I am facing the same issue on 2 of my ODK central installations, both containing quite a big amount of data. One instance has around 40k+ submissions (each with at least 2 images), while the other has around 6k submissions, each with around 3 images each.
I suspect that the issue comes when someone tries to start a download of all data with media images. The Central server starts giving following issues:
Unable to login. Message coming as SOMETHING WENT WRONG - ERROR 500.
If you have a logged in session already, the portal starts giving message: THE USER IS ALREADY LOGGED IN. PLEASE REFRESH THE PAGE.
There is no way to login to the central portal via any account.
Also, the field workers are unable to send data to the server. The Collect app also starts giving error of 500 and CANNOT CONNECT messages.
Central version 1.3.3. No issue of RAM or CPU or disk space.

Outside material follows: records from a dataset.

Issue #72, opened 2021-01-14
SQFormAutocomplete missing event in onInputChange


umerjamal100:
We needed to add a handler in SQFormAutocomplete which will trigger on every keyPress, which was added but it is missing the event to return the entered value.

![image](https://user-images.githubusercontent.com/20329437/104609364-9ad1b200-5648-11eb-96e6-4f3ab1bdddac.png)
Shows that the event details is undefined when we try to access them
![image](https://user-images.githubusercontent.com/20329437/104609422-aa50fb00-5648-11eb-8f70-84d8c1edd7fb.png)

SeanGroff:
Nice catch @umerjamal100 

https://github.com/SelectQuoteLabs/SQForm/blob/521a843070e75ec284d6bca57276e0c1ebe473d2/src/components/SQForm/SQFormAutocomplete.js#L147

`onInputChange` should be passed the event

PR #73, opened 2021-01-14
Issue-72-SQFormAutocomplete-missing-event-in-onInputChange

umerjamal100:
Closes: [#72 ](https://github.com/SelectQuoteLabs/SQForm/issues/72)

We needed to add a handler in `SQFormAutocomplete` which will trigger on every keyPress, which was added but it is missing the event to return the entered value.
So this PR fixes that issue.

Temporary workaround: I tried everything but nothing worked. I had to restart the full machine again. Then everything started working. But after a couple of days, the same thing happened again.
If someone could help, I would be grateful. Let me know if you need to me pull out some logs.
Thanks. It does not work for me like this. I have tried clearing cache, changing browsers and changing computers as well.
Restart is a not a good way, although it is the only way I know so far. There is always a risk of anything going wrong, ending up losing all data. The data so far is so huge that it's not easily possible to back it up frequently. No issue of RAM, CPU or disk space. Version is 1.3.3, but I assume 1.4 is also having similar issues (I saw some thread in forum).
I used ODK Aggregate to its breaking point with huge huge amount of data in different projects, and it never broke down. But Central is causing issues. Need some permanent fix for it.
Let me know if I could get you some logs for troubleshooting.
Thanks, very valid points. My infra is in AWS, and I select pretty powerful machines (never lighter than t3.large). However, the RAM and CPU checks I do on the host only, not inside containers.
Would need some hand-holding for picking up logs (which and how), and also how to check container resources?
Note that t3.large is burstable and so performance isn't predictable.
Independent of that, a machine with lots of RAM won't help because node (which Central uses) won't use more than 2 GB of RAM unless you specifically allocate more RAM.